▶ [Brief]
Please repeat exactly the lines below from the one containing "I'll rewrite my patch." down to the one containing "in order to remove", both included, and nothing else.

▶ [Records provided]
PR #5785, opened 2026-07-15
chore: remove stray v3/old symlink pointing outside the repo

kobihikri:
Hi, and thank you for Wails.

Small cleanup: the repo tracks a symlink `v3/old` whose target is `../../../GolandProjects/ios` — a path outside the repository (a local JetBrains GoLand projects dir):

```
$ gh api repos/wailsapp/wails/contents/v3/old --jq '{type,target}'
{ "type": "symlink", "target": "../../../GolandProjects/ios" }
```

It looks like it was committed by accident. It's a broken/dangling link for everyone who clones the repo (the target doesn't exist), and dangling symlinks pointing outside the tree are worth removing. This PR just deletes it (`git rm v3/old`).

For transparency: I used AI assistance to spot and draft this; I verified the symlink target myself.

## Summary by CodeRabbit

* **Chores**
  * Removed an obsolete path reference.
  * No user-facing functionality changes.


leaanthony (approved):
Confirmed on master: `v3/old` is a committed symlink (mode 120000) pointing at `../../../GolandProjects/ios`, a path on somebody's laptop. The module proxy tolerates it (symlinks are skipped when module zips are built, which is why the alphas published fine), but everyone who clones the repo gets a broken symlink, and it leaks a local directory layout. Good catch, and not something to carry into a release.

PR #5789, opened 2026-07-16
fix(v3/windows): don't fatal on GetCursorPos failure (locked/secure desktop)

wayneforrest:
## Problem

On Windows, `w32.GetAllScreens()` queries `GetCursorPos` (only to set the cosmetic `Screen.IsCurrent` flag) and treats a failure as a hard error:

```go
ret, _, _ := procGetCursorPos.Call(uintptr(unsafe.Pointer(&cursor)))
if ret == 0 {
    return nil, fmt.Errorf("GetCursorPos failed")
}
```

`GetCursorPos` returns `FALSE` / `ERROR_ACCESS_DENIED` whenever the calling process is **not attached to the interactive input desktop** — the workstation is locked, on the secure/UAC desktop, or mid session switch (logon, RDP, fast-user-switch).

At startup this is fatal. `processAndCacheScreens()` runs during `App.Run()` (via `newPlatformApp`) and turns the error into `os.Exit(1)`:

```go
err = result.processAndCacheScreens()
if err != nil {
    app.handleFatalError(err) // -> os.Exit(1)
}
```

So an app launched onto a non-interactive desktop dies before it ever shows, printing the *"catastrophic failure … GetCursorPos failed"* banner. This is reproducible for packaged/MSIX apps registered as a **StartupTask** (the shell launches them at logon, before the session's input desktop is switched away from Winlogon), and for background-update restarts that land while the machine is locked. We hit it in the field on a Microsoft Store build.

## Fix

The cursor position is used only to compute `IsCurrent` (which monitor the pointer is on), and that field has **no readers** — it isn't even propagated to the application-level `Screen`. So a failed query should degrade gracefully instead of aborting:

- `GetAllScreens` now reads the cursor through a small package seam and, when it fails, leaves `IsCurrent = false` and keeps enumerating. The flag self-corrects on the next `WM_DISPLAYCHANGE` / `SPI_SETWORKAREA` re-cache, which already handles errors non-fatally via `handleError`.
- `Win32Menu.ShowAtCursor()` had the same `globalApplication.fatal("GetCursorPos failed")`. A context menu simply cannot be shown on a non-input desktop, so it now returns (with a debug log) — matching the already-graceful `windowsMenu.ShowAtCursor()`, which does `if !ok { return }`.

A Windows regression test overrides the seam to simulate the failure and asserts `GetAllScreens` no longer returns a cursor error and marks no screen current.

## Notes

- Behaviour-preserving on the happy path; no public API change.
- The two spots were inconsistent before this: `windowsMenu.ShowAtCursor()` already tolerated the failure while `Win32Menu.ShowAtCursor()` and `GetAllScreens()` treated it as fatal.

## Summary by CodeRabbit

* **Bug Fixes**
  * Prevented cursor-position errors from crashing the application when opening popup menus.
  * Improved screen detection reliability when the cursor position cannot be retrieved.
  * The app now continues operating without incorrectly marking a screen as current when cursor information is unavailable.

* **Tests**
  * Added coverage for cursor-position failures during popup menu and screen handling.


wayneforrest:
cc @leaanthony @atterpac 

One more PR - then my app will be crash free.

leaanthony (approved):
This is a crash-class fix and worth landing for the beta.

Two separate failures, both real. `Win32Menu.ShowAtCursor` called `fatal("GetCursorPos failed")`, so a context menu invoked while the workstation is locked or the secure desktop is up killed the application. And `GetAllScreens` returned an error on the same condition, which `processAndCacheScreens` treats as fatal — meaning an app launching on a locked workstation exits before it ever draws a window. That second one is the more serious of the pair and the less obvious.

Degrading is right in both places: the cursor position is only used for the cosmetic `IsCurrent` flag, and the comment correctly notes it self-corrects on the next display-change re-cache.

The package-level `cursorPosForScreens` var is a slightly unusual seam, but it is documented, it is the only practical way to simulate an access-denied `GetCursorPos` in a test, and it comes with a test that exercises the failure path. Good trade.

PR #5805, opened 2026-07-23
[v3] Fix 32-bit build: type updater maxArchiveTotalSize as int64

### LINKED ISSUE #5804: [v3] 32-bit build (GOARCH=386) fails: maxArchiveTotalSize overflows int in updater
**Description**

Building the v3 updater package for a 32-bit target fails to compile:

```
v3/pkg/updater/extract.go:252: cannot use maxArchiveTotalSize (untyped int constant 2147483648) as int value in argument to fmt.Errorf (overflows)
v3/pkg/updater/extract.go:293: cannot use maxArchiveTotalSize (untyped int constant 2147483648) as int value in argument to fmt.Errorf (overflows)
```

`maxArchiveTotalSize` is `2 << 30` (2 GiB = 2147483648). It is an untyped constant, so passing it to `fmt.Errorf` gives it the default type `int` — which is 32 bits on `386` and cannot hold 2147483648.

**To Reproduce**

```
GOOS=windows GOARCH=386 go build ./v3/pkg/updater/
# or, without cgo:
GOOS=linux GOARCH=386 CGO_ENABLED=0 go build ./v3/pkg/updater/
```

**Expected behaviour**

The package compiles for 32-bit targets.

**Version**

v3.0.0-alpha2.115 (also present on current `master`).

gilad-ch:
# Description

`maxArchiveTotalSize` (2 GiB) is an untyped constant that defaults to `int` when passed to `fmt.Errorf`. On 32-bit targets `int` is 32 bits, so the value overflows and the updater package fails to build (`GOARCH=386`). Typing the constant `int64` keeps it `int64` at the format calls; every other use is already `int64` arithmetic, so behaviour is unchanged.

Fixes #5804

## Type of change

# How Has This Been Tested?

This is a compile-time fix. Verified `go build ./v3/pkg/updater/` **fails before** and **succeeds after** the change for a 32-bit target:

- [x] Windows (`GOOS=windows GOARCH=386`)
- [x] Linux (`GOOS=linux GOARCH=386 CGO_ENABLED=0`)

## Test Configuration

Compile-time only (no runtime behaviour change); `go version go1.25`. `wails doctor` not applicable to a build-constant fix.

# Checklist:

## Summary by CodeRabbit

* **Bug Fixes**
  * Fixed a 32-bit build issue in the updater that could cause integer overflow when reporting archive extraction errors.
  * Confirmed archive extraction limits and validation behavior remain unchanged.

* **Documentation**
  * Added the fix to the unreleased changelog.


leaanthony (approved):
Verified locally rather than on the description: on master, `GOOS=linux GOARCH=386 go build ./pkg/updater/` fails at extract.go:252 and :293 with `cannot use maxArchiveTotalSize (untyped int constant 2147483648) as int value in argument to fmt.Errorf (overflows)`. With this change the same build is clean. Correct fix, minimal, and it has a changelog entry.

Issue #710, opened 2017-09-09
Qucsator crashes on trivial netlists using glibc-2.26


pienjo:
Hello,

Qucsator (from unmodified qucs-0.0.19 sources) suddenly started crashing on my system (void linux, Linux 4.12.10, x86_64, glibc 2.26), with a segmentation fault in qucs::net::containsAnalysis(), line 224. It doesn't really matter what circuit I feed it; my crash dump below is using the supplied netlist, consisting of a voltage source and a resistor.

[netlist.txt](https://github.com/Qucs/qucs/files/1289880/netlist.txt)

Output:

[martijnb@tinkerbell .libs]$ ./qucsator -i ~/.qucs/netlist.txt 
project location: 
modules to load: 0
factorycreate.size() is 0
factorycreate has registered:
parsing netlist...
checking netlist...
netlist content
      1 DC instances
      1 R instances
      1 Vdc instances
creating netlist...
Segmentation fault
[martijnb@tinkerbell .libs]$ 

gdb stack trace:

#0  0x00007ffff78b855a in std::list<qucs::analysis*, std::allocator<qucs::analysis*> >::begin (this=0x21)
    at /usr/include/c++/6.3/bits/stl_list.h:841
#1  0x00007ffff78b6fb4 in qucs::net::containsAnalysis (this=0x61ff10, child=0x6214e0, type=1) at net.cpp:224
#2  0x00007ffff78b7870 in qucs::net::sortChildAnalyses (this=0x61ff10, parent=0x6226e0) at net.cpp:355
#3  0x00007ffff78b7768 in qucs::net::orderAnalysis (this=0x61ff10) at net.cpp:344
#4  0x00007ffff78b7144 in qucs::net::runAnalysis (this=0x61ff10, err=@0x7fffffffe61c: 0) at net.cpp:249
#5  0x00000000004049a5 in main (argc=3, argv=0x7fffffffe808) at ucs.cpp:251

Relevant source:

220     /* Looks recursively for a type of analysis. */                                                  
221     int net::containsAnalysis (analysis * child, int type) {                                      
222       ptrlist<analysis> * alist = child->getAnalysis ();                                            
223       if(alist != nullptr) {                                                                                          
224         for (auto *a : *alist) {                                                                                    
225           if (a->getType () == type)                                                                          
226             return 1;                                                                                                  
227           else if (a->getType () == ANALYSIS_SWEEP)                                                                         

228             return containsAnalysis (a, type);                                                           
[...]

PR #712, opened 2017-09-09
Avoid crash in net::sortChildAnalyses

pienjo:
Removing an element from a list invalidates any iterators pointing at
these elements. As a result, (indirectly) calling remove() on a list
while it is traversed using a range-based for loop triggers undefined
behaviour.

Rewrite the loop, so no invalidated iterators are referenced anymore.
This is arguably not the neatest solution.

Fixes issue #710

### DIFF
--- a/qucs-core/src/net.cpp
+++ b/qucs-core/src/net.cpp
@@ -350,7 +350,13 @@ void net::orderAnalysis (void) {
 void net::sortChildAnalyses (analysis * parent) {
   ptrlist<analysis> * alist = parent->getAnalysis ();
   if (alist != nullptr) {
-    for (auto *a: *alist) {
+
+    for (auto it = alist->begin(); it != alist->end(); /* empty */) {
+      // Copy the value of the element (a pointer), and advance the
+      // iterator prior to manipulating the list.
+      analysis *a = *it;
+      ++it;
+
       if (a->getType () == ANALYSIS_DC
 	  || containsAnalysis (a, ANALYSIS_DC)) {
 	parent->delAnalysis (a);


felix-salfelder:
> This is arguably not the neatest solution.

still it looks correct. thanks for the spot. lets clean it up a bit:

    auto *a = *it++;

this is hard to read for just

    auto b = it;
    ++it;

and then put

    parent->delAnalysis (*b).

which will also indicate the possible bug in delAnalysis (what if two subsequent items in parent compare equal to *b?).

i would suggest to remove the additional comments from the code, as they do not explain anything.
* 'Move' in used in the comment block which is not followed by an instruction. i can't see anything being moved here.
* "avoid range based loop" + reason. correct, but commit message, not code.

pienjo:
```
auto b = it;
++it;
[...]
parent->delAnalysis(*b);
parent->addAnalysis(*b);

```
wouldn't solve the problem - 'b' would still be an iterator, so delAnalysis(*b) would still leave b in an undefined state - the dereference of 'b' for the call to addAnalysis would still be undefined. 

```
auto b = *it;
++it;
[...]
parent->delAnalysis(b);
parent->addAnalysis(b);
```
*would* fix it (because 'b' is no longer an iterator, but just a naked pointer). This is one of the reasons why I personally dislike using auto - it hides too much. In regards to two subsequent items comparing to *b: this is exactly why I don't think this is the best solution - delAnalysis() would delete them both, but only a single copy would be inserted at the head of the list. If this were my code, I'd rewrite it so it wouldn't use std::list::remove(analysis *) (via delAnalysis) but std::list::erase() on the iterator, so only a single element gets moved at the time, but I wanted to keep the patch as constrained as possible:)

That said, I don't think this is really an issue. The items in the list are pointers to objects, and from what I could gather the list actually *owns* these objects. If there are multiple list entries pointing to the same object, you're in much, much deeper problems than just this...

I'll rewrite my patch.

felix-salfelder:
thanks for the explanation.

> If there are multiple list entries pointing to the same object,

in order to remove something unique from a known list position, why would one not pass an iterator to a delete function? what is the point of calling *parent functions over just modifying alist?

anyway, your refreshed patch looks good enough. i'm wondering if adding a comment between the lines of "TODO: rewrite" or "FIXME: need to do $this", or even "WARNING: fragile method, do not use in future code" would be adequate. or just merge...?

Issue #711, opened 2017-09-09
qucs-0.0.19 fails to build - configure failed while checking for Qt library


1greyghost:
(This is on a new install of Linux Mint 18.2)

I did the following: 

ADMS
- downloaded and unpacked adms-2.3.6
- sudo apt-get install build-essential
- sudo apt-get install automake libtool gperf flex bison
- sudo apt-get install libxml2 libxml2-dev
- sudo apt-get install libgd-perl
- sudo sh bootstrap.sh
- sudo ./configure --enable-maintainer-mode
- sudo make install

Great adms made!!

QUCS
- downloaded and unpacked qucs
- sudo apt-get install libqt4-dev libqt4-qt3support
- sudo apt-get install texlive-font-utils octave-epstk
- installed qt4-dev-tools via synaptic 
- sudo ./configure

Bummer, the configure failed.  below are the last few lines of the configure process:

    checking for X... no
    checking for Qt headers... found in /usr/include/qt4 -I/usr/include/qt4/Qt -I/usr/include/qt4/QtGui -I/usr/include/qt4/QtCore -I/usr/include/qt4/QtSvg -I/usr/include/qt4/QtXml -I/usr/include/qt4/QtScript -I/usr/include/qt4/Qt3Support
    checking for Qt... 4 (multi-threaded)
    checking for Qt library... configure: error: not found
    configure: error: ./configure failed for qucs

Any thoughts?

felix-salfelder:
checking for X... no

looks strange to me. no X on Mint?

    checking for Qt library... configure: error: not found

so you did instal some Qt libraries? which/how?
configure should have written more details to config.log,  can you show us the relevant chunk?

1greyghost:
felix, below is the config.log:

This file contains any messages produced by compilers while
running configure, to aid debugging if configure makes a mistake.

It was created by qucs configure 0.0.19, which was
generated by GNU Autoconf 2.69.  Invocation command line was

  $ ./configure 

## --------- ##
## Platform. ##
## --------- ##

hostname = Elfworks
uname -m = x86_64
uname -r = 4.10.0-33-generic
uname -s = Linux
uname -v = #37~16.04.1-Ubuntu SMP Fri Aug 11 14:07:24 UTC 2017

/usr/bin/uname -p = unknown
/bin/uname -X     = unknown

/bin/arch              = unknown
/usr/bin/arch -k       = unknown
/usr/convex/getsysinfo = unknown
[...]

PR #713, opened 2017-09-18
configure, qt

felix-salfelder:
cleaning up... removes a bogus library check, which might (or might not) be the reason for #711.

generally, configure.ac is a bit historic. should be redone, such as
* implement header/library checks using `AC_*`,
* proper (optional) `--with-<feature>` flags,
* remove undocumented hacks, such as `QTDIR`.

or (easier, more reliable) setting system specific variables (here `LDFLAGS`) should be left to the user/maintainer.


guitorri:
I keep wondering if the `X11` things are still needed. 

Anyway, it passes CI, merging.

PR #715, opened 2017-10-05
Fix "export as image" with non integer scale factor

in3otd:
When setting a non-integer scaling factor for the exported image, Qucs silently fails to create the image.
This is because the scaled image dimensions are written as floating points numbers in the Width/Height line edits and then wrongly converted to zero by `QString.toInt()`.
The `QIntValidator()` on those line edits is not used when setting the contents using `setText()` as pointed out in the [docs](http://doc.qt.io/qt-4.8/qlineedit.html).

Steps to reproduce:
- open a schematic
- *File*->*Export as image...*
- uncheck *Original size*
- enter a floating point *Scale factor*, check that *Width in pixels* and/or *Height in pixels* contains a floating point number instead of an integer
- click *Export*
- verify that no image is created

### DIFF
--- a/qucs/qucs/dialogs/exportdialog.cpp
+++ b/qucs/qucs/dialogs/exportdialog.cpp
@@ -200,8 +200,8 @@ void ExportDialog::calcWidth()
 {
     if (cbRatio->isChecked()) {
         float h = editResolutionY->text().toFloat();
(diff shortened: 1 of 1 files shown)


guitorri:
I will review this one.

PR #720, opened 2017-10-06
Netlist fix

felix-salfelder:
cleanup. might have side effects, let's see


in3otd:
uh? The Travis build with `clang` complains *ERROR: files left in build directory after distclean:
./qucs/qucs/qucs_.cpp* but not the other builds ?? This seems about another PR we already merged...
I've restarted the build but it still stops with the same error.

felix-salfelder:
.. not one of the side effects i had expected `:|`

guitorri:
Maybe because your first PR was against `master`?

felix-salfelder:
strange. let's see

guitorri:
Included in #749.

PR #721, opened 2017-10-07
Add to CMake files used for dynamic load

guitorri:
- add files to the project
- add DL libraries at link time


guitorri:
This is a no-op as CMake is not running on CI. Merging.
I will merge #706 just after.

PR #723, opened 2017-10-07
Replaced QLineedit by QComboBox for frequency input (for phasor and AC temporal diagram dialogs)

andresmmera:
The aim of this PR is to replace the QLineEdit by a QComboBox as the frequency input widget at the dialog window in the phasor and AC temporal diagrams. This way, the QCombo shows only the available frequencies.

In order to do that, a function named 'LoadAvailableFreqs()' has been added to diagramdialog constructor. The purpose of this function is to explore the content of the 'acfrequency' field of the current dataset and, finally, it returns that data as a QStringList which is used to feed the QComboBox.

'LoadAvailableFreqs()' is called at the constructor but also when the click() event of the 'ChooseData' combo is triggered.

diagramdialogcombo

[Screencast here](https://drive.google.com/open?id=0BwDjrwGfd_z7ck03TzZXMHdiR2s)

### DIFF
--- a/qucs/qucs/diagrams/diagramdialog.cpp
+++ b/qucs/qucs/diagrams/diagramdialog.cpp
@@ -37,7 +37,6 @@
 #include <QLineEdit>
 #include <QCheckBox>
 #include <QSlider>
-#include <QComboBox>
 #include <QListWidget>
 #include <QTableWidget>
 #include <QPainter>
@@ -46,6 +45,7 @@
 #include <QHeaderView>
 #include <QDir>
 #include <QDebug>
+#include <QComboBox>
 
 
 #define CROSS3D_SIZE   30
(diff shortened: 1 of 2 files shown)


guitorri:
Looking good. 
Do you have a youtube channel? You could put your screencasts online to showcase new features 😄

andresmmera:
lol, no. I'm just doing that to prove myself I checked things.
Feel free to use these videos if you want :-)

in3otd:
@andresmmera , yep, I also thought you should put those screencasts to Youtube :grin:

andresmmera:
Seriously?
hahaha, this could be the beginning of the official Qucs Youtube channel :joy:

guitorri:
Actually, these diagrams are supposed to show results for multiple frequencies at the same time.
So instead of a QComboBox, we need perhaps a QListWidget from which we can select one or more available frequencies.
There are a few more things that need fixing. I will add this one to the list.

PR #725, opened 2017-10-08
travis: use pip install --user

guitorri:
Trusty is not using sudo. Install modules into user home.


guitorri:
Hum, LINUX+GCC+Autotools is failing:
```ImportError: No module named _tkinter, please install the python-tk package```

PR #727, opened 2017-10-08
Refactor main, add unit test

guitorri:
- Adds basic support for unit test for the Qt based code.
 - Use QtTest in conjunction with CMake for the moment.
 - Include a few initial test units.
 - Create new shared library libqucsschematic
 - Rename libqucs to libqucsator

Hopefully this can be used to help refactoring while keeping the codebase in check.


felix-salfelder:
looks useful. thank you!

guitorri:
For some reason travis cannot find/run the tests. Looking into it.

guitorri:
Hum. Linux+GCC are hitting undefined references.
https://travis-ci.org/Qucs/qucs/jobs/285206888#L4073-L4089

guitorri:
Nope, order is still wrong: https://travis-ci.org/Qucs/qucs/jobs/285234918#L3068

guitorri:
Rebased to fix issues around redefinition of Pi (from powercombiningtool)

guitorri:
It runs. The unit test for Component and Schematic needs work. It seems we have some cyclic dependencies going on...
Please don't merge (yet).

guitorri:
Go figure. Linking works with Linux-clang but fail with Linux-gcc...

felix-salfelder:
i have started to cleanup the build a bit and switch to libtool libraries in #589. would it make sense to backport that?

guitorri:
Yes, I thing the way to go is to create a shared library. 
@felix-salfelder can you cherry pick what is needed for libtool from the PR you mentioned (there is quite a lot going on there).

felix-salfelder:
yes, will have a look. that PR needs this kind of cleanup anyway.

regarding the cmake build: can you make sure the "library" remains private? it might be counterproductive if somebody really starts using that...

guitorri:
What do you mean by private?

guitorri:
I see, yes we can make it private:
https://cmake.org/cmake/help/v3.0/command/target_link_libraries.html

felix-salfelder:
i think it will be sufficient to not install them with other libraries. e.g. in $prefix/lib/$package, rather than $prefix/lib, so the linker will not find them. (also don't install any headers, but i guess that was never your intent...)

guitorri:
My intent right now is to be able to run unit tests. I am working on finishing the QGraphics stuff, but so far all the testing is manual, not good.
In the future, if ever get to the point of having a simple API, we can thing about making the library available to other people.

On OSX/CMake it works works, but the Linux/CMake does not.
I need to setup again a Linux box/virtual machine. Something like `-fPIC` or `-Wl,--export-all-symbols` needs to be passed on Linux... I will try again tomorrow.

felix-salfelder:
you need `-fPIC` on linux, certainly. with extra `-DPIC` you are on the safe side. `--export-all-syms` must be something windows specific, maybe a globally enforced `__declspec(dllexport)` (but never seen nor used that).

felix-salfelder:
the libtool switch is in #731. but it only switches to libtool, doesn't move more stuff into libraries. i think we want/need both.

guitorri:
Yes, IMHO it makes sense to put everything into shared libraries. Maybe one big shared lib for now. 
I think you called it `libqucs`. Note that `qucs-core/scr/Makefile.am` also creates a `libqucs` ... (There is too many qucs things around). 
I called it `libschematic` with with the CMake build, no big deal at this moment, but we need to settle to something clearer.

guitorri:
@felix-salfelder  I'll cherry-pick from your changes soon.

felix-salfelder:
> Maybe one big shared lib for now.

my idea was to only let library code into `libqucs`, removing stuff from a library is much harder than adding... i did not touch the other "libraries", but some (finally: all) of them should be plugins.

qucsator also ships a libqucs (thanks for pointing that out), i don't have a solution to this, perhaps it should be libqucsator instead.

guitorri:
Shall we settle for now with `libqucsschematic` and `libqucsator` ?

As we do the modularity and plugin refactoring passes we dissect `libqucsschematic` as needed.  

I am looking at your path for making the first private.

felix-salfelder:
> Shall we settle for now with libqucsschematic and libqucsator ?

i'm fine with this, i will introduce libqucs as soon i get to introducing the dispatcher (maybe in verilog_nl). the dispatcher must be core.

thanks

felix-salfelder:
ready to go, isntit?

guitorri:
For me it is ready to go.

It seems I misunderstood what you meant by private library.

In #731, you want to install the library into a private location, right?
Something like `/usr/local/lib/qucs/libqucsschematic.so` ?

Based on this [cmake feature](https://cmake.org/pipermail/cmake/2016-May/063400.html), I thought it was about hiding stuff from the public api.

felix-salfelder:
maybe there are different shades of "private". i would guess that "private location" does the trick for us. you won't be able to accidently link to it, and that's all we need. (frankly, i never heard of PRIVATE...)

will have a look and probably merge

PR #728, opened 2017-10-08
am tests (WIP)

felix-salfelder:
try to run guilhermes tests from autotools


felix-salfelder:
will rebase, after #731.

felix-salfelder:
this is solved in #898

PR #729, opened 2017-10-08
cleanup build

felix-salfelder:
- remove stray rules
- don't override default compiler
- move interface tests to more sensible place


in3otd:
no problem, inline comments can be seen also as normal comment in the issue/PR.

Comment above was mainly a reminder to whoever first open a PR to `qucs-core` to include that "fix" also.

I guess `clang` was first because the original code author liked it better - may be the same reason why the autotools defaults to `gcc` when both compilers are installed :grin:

▶ [Exercise response]
I'll rewrite my patch.

felix-salfelder:
thanks for the explanation.

> If there are multiple list entries pointing to the same object,

in order to remove something unique from a known list position, why would one not pass an iterator to a delete function? what is the point of calling *parent functions over just modifying alist?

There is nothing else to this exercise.